[Stored data entries]
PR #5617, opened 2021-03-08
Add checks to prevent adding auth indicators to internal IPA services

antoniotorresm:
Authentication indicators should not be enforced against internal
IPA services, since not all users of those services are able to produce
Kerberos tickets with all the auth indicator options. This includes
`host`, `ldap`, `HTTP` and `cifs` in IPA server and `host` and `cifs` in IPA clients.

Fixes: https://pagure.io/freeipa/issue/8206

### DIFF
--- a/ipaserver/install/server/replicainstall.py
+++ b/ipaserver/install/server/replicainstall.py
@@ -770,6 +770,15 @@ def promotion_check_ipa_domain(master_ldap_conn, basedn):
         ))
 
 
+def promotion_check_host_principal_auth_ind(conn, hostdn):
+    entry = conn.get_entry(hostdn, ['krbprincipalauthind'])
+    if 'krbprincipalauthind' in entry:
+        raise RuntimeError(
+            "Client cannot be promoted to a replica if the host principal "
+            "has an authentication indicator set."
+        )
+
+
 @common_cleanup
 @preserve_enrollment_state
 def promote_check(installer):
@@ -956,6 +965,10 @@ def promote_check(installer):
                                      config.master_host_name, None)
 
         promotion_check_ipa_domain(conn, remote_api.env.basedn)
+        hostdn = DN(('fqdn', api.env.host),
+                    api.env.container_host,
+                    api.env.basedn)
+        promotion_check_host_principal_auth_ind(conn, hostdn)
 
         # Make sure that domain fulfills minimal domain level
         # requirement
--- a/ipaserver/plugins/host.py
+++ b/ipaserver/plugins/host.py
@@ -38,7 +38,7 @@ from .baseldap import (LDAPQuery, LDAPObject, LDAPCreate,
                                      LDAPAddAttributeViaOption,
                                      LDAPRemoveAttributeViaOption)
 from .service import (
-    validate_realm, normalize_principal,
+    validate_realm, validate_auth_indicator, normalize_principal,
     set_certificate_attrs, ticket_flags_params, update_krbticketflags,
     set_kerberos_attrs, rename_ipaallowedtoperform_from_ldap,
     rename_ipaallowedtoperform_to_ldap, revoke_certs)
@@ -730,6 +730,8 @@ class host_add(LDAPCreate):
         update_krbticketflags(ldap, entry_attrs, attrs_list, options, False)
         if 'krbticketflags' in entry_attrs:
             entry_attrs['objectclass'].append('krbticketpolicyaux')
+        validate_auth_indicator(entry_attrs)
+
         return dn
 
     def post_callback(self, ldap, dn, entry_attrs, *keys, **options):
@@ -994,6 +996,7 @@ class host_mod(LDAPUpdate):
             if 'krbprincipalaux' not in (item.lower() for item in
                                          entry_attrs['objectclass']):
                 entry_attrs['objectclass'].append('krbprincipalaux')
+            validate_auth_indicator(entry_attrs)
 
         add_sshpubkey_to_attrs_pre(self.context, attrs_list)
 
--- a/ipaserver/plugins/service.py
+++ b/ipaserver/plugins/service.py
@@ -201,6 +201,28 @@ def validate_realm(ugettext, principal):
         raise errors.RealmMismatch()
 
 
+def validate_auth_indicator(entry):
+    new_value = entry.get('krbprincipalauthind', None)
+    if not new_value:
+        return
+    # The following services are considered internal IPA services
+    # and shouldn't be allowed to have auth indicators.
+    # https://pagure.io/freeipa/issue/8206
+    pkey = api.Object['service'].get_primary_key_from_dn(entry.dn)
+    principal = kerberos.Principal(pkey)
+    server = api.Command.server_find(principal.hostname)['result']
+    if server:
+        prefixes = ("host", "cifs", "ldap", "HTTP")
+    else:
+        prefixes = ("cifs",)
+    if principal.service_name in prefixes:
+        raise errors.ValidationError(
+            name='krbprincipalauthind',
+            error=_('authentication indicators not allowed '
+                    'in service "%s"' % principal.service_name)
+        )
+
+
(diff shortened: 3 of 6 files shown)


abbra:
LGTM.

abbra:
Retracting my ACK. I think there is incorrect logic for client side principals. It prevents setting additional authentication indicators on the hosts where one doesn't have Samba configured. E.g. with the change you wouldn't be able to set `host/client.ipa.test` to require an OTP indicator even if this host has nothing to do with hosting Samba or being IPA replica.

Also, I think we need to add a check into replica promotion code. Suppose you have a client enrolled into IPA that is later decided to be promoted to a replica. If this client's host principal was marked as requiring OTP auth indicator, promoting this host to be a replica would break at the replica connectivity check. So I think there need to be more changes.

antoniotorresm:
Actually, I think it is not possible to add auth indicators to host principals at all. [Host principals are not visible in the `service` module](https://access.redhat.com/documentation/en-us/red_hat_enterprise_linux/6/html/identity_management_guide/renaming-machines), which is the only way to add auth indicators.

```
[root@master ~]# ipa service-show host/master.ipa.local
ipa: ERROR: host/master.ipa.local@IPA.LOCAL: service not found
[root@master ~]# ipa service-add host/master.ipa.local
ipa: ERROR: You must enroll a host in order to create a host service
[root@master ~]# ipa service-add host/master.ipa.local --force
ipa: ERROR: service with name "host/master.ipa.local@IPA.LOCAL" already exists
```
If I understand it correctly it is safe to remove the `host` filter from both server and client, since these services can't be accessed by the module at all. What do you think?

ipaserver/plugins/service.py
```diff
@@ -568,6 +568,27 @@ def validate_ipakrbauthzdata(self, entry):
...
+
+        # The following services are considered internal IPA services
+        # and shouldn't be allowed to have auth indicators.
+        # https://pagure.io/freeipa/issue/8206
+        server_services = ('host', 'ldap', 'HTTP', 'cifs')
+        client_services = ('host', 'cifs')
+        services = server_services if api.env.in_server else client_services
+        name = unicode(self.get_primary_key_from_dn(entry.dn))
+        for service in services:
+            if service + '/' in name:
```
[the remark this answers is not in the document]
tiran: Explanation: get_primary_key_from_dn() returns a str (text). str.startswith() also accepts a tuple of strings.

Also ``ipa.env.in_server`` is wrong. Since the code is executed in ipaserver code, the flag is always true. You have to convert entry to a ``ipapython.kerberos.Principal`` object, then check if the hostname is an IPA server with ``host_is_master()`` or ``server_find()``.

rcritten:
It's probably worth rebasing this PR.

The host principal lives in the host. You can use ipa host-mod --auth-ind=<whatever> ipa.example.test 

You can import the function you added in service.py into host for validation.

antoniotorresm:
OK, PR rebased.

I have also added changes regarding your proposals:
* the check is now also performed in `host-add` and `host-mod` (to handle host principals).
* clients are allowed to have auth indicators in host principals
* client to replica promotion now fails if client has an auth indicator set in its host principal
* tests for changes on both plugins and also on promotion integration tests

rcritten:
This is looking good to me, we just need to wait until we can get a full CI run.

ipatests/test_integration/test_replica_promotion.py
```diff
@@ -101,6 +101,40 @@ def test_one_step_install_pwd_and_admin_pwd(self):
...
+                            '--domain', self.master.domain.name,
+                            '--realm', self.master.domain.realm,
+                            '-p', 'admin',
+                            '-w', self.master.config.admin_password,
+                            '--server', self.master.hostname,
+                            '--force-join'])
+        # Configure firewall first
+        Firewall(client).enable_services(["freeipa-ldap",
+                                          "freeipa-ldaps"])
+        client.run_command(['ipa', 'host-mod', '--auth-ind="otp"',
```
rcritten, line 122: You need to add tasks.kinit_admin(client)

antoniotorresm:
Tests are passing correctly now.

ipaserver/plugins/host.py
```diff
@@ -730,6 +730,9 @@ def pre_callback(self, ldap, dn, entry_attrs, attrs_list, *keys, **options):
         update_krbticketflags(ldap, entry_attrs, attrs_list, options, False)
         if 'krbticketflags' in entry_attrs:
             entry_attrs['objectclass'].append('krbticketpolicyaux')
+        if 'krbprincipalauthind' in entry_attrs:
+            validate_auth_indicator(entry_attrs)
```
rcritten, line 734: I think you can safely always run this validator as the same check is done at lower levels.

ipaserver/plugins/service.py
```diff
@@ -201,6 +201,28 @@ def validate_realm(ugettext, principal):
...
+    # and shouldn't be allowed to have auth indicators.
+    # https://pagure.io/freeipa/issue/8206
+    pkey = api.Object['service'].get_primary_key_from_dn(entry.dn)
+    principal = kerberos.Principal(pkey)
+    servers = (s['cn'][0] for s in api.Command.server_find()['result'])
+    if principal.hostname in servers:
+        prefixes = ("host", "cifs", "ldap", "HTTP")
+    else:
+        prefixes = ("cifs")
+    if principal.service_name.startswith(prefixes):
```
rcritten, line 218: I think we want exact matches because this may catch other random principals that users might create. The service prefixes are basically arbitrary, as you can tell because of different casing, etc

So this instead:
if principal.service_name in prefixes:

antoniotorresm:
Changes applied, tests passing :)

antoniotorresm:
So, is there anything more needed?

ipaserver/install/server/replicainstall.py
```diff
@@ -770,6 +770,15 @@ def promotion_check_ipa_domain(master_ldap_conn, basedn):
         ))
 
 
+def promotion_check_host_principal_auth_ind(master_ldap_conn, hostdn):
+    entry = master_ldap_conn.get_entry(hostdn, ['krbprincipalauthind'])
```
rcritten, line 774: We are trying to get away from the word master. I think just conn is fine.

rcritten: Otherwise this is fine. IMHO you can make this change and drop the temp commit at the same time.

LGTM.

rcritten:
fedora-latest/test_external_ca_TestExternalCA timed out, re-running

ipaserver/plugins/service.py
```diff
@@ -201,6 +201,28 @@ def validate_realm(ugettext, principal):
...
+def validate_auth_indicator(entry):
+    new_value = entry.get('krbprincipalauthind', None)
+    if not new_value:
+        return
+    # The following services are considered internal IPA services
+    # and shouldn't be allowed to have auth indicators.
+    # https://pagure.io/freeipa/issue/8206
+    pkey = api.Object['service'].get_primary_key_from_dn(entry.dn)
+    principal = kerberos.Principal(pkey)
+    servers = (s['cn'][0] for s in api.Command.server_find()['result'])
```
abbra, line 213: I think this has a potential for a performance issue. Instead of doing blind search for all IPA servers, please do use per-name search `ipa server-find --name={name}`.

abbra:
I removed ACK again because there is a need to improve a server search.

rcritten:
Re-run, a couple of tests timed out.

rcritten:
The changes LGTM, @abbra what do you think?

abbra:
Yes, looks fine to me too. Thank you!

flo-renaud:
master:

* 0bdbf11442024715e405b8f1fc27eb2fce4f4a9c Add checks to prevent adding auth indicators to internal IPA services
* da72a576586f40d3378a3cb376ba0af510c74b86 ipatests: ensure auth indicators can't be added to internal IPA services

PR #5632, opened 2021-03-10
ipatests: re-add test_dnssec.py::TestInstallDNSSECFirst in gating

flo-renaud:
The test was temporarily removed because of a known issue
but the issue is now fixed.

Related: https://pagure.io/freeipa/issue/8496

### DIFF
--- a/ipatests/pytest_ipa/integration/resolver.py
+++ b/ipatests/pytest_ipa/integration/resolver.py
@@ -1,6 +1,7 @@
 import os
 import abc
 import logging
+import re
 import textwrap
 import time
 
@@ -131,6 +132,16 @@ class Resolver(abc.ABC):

= What you should do =
Select every line of the records holding the string "installer".

= Exercise output =
 def promote_check(installer):
@@ -956,6 +965,10 @@ def promote_check(installer):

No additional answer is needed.